Lines before the one containing "flushes the pool" are excluded; print that line and every line after it through the end of the material below, exactly.
== == ==
PR #4645, opened 2026-02-11
fix: Flush pool as late as possible during schema cache reloading

mkleczek:
**DISCLAIMER:**

`retryingSchemaCacheLoad` flushes the pool upon every retry before it starts reloading the schema. This is too early as schema reloading might take some time during which new connections might be acquired. The consequence is that:
* upon successful schema cache reload we might have some connections created with the old schema cache
* we close connections upon each retry and under load we will keep closing and re-opening connections until schema cache load succeeds

This change is to make sure we flush the pool only after successful schema cache querying but before loading (so that connections acquired during loading wait for it and do not interfere with timing the loading process).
== == ==
**Reply to the task:**
`retryingSchemaCacheLoad` flushes the pool upon every retry before it starts reloading the schema. This is too early as schema reloading might take some time during which new connections might be acquired. The consequence is that:
* upon successful schema cache reload we might have some connections created with the old schema cache
* we close connections upon each retry and under load we will keep closing and re-opening connections until schema cache load succeeds

This change is to make sure we flush the pool only after successful schema cache querying but before loading (so that connections acquired during loading wait for it and do not interfere with timing the loading process).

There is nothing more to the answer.